I just have to say how much I enjoyed meeting so many new friends!!! and I can't wait til next year :chili::chili::chili:


----------



## Sylie (Apr 4, 2011)

Great pictures! I didn't get any of the bed full of Maltese, because the crowd of mommies taking pictures was impenetrable. You and Terre look fabulous, very authentic.


----------



## Tanner's Mom (May 27, 2005)

I love seeing all the pics. Everyone and their babies looked great.


----------



## Matilda's mommy (Jun 1, 2005)

:wub::tender: all those little angels on one bed:wub: and everyone of them are getting along with one another:wub: look at all those beautiful momma's
I love the harness dresses Marti made, and the adorable bows:wub:. Love every picture, looks so fun
Sylvia I know why you didn't take Mimi, freed your arms up to love on those babies
next year I'll be there:chili: God willing

That last picture should be on a Hallmark card


----------



## The A Team (Dec 1, 2005)

Lydia, you got a lot of great pics!!! :aktion033::aktion033:

I had so much fun this year, hope I can make it to Spokane....:huh:


----------



## maggieh (Dec 16, 2007)

Thanks for posting these! I do believe the little one in the trash was Tessa - at least, there's a 95% chance it was her! :innocent:


----------



## damara23 (Nov 24, 2012)

Looks like a good time! wish I could've made it this year.


----------



## LovelyLily (Mar 26, 2013)

Looks like it was a lot of fun! Wish I could have been there!

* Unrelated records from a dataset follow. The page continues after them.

Issue #244, opened 2020-03-30
Update the C# tutorials to use the new multi-track API


djee-ms:
This is a TODO task to update the C# tutorials (.NET Core 3 and UWP) to use the new multi-track API. The Unity tutorial has already been updated.

AtosNicoS:
Is the example for UWP up to date? Even if there is no tutorial, can I safely use the example as orientation?

Is it to be expected that the documentation will be adapted promptly?

djee-ms:
I am not sure I understand any of those questions. Isn't that just answered above? If not can you please detail what you want to know?

>Is the example for UWP up to date? 
>> This is a TODO task to update the C# tutorials (.NET Core 3 and **UWP**) 

So, no.

>Even if there is no tutorial,
>> to update the C# **tutorials**

What examples do you want to use?

>Is it to be expected that the documentation will be adapted promptly?
>>This is a **TODO task** 

Yes, that is why we logged that task. This is a mandatory TODO before we can release.

AtosNicoS:
I am using version 1.0.3 of the library, and refer to the examples in https://github.com/microsoft/MixedReality-WebRTC/tree/release/1.0/examples/TestAppUwp

So for 1.0.3 the currently online available tutorial is correct? I am a bit confused now, as it seems the website is already using docs for 2.x but there is no release yet? I am sorry, that this is not clear to me, I am new to this library.

djee-ms:
Yes, the docs for `release/1.0` are correct for the NuGet packages 1.0.x, and are [here](https://microsoft.github.io/MixedReality-WebRTC/versions/release/1.0/). And the TestAppUWP example as you linked it is also correct.

The docs for `master` on the other hand (see [here](https://microsoft.github.io/MixedReality-WebRTC/)) use the new API present on `master` which will be released later as NuGet packages 2.0 once we are ready with that milestone (see [roadmap here](https://github.com/microsoft/MixedReality-WebRTC/issues/142)).

You have a drop-down control to select the version of the docs you want at the top right of the documentation webpage on github.io. Docs for 1.0 are titles as such, and docs for master don't have a version associated with them. The default is for `master` because the default branch is `master`.

![image](https://user-images.githubusercontent.com/49064175/80598491-57cfa000-8a21-11ea-91da-dcec7bcd3d30.png)

![image](https://user-images.githubusercontent.com/49064175/80598496-59996380-8a21-11ea-8d0a-2b5900ed5234.png)

[...]

PR #369, opened 2020-05-20
Update the .NET Core 3.0 tutorial

djee-ms:
Update the tutorial for the .NET Core 3.0 project to reflect latest
changes already present in the repository.

Bug: #244


djee-ms:
The tutorial was actually already using the 2.0 API and was fairly up-to-date; just minor changes and fixing a missing `Dispose()` in the example console app.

The bows look so cute, too, with the dresses made by Marti. 

Linda


----------



## Sylie (Apr 4, 2011)

LOL Lisi kept rubbing her head against the chair, trying to "adjust" her barrette. I finally took it off for her and dlipped it to her dress. Now I know what all the fuss was about, it was upside down. Poor Lisi.


----------



## LovelyLily (Mar 26, 2013)

Smart little girl! So cute!


----------



## edelweiss (Apr 23, 2010)

So that is how the barrette got clipped onto her dress!!!!!!!! I thought it was lost & finally saw it there! LOL---she did not like it---was not used to having one barrette in the middle & fought me putting it in. I told her "Auntie Lynn will be looking to see if it is there so she needed to wear it!" She was not real happy about it, and in typical Lisi fashion figured out how to get rid of it. She is a strong willed little twirp!


----------



## LovelyLily (Mar 26, 2013)

Adorable!


----------



## angel's mom (Feb 14, 2007)

I had so much fun and it was great having everyone together along with all the fluffbutts. Sandi, I'm so glad the barrette wasn't lost.


----------



## Maglily (Feb 3, 2009)

Absolutely adorable and looks like so much fun.


----------



## edelweiss (Apr 23, 2010)

Lynne, I too! Kitzel is now the proud owner of that cute barrette. He said "it smells like my Auntie Lynn---whom I adore."


----------



## maddysmom (Mar 8, 2012)

LOVE all the pictures, especially the 2nd one! So cute! ❤


----------



## sherry (Jan 4, 2013)

I love all your pictures! Looks like a good time was had by all!


----------



## puppydoll (Jul 11, 2013)

Thank you so much ladies (Lynn Sabo, Lynne Girdner and Sylvia) for organizing and helping with the Pizza Party!! It was fun to see all the SM people and their fluffs!!


----------



## LOVE_BABY (May 5, 2015)

*Maltese overload!*

I especially love the ones of all the dogs:heart: on the bed :aktion033:!! I showed my Hubby all of these pics so he could see what we will be in for if we ever get to make it to one of these meets someday!


----------



## maltese manica (Nov 6, 2012)

Love seeing all the photos!


----------



## rrwtrw (Dec 23, 2008)

Thank you, Lynn, Lynne, Marti for the Pizza Party! I think everyone had a blast and the photos on the bed are priceless. I now know what the term "White Excitement" really means. It was so much fun. Looking forward to being together next year. 

Terre and Denne


----------



## KAG (Jun 1, 2006)

Such great pictures!!!!

Love you all and hope to meet you some day.
Xoxoxoxo


----------



## doggyluver5 (Feb 1, 2013)

Great pics! I would love to attend one of these maltese events! Sadly I live in Canada so it is a major trip to get there and I'd have to make arrangements for my other four pups which is a hard thing to do when you are very particular who looks after your babies like I am. Anyway, I can dream as long as forum members who attend very kindly post pics. Thanks for posting these lovely pictures.


----------



## Alexa (Aug 6, 2009)

Amazing photos, thank you so much for sharing with us!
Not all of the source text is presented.